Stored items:
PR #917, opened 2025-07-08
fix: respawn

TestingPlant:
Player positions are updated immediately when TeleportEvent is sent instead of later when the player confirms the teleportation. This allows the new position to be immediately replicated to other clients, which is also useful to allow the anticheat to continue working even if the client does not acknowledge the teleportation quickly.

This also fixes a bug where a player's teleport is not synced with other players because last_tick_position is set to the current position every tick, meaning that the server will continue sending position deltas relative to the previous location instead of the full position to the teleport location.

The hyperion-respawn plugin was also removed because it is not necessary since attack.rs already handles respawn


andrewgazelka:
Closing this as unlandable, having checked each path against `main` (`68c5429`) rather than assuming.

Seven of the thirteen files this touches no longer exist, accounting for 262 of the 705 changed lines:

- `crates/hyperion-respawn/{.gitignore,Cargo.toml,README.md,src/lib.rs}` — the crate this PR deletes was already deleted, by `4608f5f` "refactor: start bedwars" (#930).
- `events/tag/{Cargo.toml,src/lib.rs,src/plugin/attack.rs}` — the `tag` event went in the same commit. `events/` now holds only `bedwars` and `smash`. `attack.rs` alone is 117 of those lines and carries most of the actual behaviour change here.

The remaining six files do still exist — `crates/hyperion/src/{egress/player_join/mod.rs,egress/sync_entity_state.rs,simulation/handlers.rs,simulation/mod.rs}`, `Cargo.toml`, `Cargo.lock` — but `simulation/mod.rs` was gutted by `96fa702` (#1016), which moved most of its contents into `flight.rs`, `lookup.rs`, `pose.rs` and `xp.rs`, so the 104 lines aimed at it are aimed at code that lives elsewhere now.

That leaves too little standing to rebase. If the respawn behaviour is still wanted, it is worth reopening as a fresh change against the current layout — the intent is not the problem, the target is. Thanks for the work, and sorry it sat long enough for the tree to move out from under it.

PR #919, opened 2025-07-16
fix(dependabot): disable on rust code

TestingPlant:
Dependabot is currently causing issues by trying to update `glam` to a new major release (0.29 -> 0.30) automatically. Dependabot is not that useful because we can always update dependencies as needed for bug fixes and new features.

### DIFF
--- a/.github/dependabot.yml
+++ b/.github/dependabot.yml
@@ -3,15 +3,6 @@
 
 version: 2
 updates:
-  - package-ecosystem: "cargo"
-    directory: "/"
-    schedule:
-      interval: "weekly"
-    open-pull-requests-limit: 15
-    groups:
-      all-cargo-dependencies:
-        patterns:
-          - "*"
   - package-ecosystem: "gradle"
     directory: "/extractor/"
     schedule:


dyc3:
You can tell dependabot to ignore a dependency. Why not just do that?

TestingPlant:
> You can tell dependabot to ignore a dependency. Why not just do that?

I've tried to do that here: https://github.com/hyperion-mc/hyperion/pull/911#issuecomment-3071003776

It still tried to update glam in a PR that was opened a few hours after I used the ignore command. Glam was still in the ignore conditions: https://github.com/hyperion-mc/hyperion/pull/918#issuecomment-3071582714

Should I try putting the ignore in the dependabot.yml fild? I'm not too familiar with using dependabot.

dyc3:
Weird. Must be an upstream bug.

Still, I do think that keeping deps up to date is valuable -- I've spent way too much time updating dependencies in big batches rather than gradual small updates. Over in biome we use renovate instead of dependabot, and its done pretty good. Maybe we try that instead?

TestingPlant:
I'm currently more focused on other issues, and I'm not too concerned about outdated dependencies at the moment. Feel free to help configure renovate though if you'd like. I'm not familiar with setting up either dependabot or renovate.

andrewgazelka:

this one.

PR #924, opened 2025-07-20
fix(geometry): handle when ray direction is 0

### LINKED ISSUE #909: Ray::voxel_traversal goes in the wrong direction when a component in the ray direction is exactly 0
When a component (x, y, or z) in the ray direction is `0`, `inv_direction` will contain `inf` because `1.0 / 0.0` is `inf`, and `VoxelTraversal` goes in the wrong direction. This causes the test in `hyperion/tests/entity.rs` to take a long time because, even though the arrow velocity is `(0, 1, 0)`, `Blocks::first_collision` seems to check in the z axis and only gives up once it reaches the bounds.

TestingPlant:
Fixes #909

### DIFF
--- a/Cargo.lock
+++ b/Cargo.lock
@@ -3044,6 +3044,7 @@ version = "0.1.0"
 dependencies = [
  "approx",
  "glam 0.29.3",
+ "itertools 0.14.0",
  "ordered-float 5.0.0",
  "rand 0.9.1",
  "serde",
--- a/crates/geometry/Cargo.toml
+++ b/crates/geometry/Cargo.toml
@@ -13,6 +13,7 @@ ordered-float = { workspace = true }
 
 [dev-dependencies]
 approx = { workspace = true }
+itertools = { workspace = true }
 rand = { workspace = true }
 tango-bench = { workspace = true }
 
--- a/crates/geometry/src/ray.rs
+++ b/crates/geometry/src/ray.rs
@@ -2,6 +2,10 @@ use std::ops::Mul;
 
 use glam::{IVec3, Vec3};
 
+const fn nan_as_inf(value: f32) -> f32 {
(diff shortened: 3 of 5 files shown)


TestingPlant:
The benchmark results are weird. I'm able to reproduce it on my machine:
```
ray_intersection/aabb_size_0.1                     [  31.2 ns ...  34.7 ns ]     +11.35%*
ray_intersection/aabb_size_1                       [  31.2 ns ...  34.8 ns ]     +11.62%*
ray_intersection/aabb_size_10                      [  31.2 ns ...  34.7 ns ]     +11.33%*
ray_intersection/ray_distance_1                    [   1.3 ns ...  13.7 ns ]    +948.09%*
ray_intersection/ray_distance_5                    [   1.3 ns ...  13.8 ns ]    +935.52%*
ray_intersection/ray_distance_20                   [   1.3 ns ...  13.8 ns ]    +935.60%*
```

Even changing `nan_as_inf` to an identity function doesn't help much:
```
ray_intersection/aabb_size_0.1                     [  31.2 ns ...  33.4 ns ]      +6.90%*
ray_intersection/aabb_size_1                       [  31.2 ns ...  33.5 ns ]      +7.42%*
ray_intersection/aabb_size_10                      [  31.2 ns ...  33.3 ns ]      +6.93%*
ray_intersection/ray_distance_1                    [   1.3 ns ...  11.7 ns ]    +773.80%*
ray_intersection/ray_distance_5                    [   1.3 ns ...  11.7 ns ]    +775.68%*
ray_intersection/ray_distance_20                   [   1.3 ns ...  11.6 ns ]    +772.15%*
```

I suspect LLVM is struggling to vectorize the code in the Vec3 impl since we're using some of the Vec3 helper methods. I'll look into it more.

■ About this exercise
Show all lines in the entries above where the word "toml" appears.

■ Response to the task
- `crates/hyperion-respawn/{.gitignore,Cargo.toml,README.md,src/lib.rs}` — the crate this PR deletes was already deleted, by `4608f5f` "refactor: start bedwars" (#930).
- `events/tag/{Cargo.toml,src/lib.rs,src/plugin/attack.rs}` — the `tag` event went in the same commit. `events/` now holds only `bedwars` and `smash`. `attack.rs` alone is 117 of those lines and carries most of the actual behaviour change here.
The remaining six files do still exist — `crates/hyperion/src/{egress/player_join/mod.rs,egress/sync_entity_state.rs,simulation/handlers.rs,simulation/mod.rs}`, `Cargo.toml`, `Cargo.lock` — but `simulation/mod.rs` was gutted by `96fa702` (#1016), which moved most of its contents into `flight.rs`, `lookup.rs`, `pose.rs` and `xp.rs`, so the 104 lines aimed at it are aimed at code that lives elsewhere now.
--- a/crates/geometry/Cargo.toml
+++ b/crates/geometry/Cargo.toml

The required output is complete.